You are viewing a plain text version of this content. The canonical link for it is here.
Posted to issues@spark.apache.org by "Dominic Ricard (JIRA)" <ji...@apache.org> on 2017/06/12 20:50:00 UTC

[jira] [Created] (SPARK-21067) Thrift Server - CTAS fail with Unable to move source

Dominic Ricard created SPARK-21067:
--------------------------------------

             Summary: Thrift Server - CTAS fail with Unable to move source
                 Key: SPARK-21067
                 URL: https://issues.apache.org/jira/browse/SPARK-21067
             Project: Spark
          Issue Type: Bug
          Components: SQL
    Affects Versions: 2.1.1
         Environment: Yarn
Hive MetaStore
HDFS (HA)
            Reporter: Dominic Ricard


After upgrading our Thrift cluster to 2.1.1, we ran into an issue where CTAS would fail, sometimes...

Most of the time, the CTAS would work only once after starting the thrift server.

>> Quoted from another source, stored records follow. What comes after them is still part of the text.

PR #6720, opened 2023-12-10
Enh: Consolidate `(is|set)(Database)Installed()` to `ApplicationTrait`

martin-rueegg:
- Code de-duplication
- move code away from `Settings`, that has nothing to do with `Settings`
- move it to `BaseSettingsManager` where also `isDatabaseInstalled()` resides

- Refactor

- No

- [x] All tests are passing
- [x] Changelog was modified

**Other information:**

### DIFF
--- a/MIGRATE-DEV.md
+++ b/MIGRATE-DEV.md
@@ -11,6 +11,8 @@ Version 1.16 (Unreleased)
 - `\humhub\modules\content\components\ContentAddonActiveRecord::canWrite()`
 - `\humhub\modules\file\models\File::canRead()` use `canView()` instead
 - `\humhub\modules\content\components\ContentAddonActiveRecord::canRead()` use `canView()` instead
+- `\humhub\models\Setting::isInstalled()` use `Yii::$app->isInstalled()` instead
+- `\humhub\libs\BaseSettingsManager::isDatabaseInstalled()` use `Yii::$app->isDatabaseInstalled()` instead
 
 ### Type restrictions
 - `\humhub\modules\comment\models\Comment` on `canDelete()`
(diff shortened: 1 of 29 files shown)


martin-rueegg:
All failing errors seem to stem from
- #6714

MIGRATE-DEV.md
```diff
@@ -11,6 +11,7 @@ Version 1.16 (Unreleased)
 - `\humhub\modules\content\components\ContentAddonActiveRecord::canWrite()`
 - `\humhub\modules\file\models\File::canRead()` use `canView()` instead
 - `\humhub\modules\content\components\ContentAddonActiveRecord::canRead()` use `canView()` instead
+- `\humhub\models\Setting::isInstalled()` use `BaseSettingsManager::isInstalled()` instead
```
luke-, line 14: I like the improvement. Just as a thought, could this also be something for `ApplicationTrait`?  

e.g. `Yii::$app->isInstalled()`. 


```php
    public static function isInstalled(): bool
    {
        return isset($this->params['installed']) && $this->params['installed'];
    }

```

luke- (changes requested):

MIGRATE-DEV.md
martin-rueegg: Yes, I guess that would be an even better solution! (Although the method would then have to be non-static)

If we do this, I'd like to also move the `BaseSettingsManager::isDatabaseInstalled()` there. And maybe even the `DynamicSetting:set(Database)Installed()`, too.

Would you agree?

luke-: Hmmm, good point.

Yes, then let's move all 4 methods `is|set[Database]Installed()` to `ApplicationTrait`. Seems to be the best place.

martin-rueegg: on it!

luke- (approved):

luke-:
@martin-rueegg It's much better that way! Thanks for the refactoring!

PR #6729, opened 2023-12-12
 Fix #6720 Regression re isDatabaseInstalled

martin-rueegg:
Since `protected/humhub/config/common.php` defined `Yii::$app->params['databaseInstalled']` to be false, `Yii::$app->isDatabaseInstalled()` would return false, unless the value is overwritten by `@config/dynamic.php`.

During tests, `@config/dynamic.php` does not set the paramter to true.

The current solution is to remove the paramter alltogether from the default set of config. As such, the value remains undefined unless set in `@config/dynamic.php`.

`Yii::$app->isDatabaseInstalled()` will now check the real database connection not only if the `$checkConnection` parameter is set to true, but also if the parameter has not yet been defined.

- Bugfix

- No

- [ ] All tests are passing
- [ ] Changelog was modified

### DIFF
--- a/protected/humhub/components/ApplicationTrait.php
+++ b/protected/humhub/components/ApplicationTrait.php
@@ -102,9 +102,9 @@ trait ApplicationTrait
      */
     public function isDatabaseInstalled(bool $checkConnection = false): bool
     {
-        $dieOnError = isset(Yii::$app->params['databaseInstalled']) && $this->params['databaseInstalled'];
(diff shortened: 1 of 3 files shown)


martin-rueegg:
Ok, appart from the `AutoTourCest` failure, the other failing tests do actually stem from 
-  #6714

luke- (approved):

PR #6743, opened 2023-12-15
Document return type of `component\User::getIdentity()` as `model\User`

martin-rueegg:
Just a small documentation fix so IDE code completion is more accurate.

### DIFF
--- a/protected/humhub/modules/user/components/User.php
+++ b/protected/humhub/modules/user/components/User.php
@@ -18,13 +18,15 @@ use yii\authclient\ClientInterface;
 
 /**
  * Description of User
+ *
  * @property UserModel|null $identity
+ * @method  UserModel|null getIdentity(bool $autoRenew = true)
  * @mixin Impersonator
  * @author luke
  */
 class User extends \yii\web\User
 {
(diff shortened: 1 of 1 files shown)


luke- (approved):

luke-:
FYI maybe we add something like this in future: https://github.com/humhub/humhub/pull/6640/files#diff-c7dc1c8253329945eab67a27e7891af7ec6a9fbda52d18e93de4d90be3a11e4bR57

martin-rueegg:
> FYI maybe we add something like this in future: https://github.com/humhub/humhub/pull/6640/files#diff-c7dc1c8253329945eab67a27e7891af7ec6a9fbda52d18e93de4d90be3a11e4bR57

I see. Thank you for the heads up.

Is this because the `identityClass` can be overwritten by the configuration? Would it not make sense to require and verify that `identityClass` always is/extends from User?

luke-:
`identityClass` only needs to implement a `IdentityInterface`.
We can override this via PHPDoc to `User`, but I don't like the solution, fixed return types are better :-)

Issue #85, opened 2022-02-28
Jump movement should be able to be activated by swinging arms up


Henodude:
Right now, jumping can only be activated with a button press. I think an option should be added so that it can be activated by the player swinging their arms up.

Malcolmnixon:
A good idea! We were also thinking of detecting the player physically jumping by running a filter on the head/camera position.

PR #91, opened 2022-03-04
Added code to detect player jump movements

Malcolmnixon:
This change fixes issue #85 and consists of:
 - Moving the logic to perform the jump into PlayerBody
 - The one PlayerBody.player_jumped signal now gets called for all jumps (controllers, body, arms)
 - Added function to detect player jump (body and arms)

### DIFF
--- a/addons/godot-xr-tools/functions/Function_JumpDetect_movement.gd
+++ b/addons/godot-xr-tools/functions/Function_JumpDetect_movement.gd
@@ -1,0 +1,157 @@
+tool
+class_name Function_JumpDetect
+extends MovementProvider
+
+
+##
+## Movement Provider for Player Jump Detection
+##
+## @desc:
+##     This script can detect jumping based on either the players body jumping,
+##     or by the player swinging their arms up.
+##
+##     The player body jumping is detected by putting the cameras instantaneous
+##     Y velocity (in the tracking space) into a sliding-window averager. If the
+##     average Y velocity exceeds a threshold parameter then the player has
+##     jumped.
+##
+##     The player arms jumping is detected by putting both controllers instantaneous
+##     Y velocity (in the tracking space) into a sliding-window averager. If both
+##     average Y velocities exceed a threshold parameter then the player has
+##     jumped. 
+##
+
+
+## Movement provider order
+export var order := 20
+
+## Enable detecting of jump via body (through the camera)
+export var body_jump_enable := true
+
+## Only jump as high as the player (no ground physics)
+export var body_jump_player_only := false
+
+## Body jump detection threshold (M/S^2)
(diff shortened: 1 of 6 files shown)


addons/godot-xr-tools/functions/Function_JumpDetect_movement.gd
```diff
@@ -0,0 +1,154 @@
...
+
+	# Clamp the camera instantaneous velocity to +/- 2x the jump threshold
+	camera_vel = clamp(camera_vel, -2.0 * body_jump_threshold, 2.0 * body_jump_threshold)
+
+	# Get the averaged velocity
+	camera_vel = _camera_velocity.update(camera_vel)
+
+	# Detect a jump
+	if camera_vel >= body_jump_threshold:
+		player_body.request_jump()
```
BastiaanOlij, line 123: If the player physically jumps, should we then also add velocity to the jump or in this case just detect the jump and signal?

BastiaanOlij:
This looks good to me, worth adding a line to `versions.md` that we're adding this as its a new feature

addons/godot-xr-tools/functions/Function_JumpDetect_movement.gd
Malcolmnixon: I think it depends on the type of game - if someone's developing a basketball game then very few players are going to be able to pull off the Michael Jordan 4 foot vertical jump without a little "VR assistance". I was testing by jumping on one of my demo scenes jump pads to launch myself ~8 meters into the air.

As such, I think the best we can do is give the option to the developer. I'll add an exported property flag for 'physical jump only' which will report the jump rather than requesting it.

Malcolmnixon: I'm still thinking of suppressing the report if the player isn't on the ground, or the ground is too steep to jump according to the ground-physics settings. It doesn't seem to make sense to report the signal and potentially fire jump sound-effects if the player is in the middle of gliding when they physically jump.

Malcolmnixon: The PlayerBody.request_jump now supports an optional parameter (configurable option in JumpDetect) which suppresses the GroundPhysics velocity boost, so the jump only comes from the physical players jump.

BastiaanOlij: Owh cool, I can see a jungle gym sort of demo where you can jump around on bouncepads and grab onto the ceiling or something :)

BastiaanOlij:
Really annoying the version thing is causing merge conflicts git can't resolve... probably should do the other PR first, merge that, then rebase this one :)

After that, dropping the table and re-issuing the same CTAS would fail with the following message (Sometime, it fails right away, sometime it work for a long period of time):

{noformat}
Error: org.apache.spark.sql.AnalysisException: org.apache.hadoop.hive.ql.metadata.HiveException: Unable to move source hdfs://nameservice1//tmp/hive-staging/thrift_hive_2017-06-12_16-56-18_464_7598877199323198104-31/-ext-10000/part-00000 to destination hdfs://nameservice1/user/hive/warehouse/dricard.db/test/part-00000; (state=,code=0)
{noformat}

We have already found the following Jira (https://issues.apache.org/jira/browse/SPARK-11021) which state that the {{hive.exec.stagingdir}} had to be added in order for Spark to be able to handle CREATE TABLE properly as of 2.0. As you can see in the error, we have ours set to "/tmp/hive-staging/\{user.name\}"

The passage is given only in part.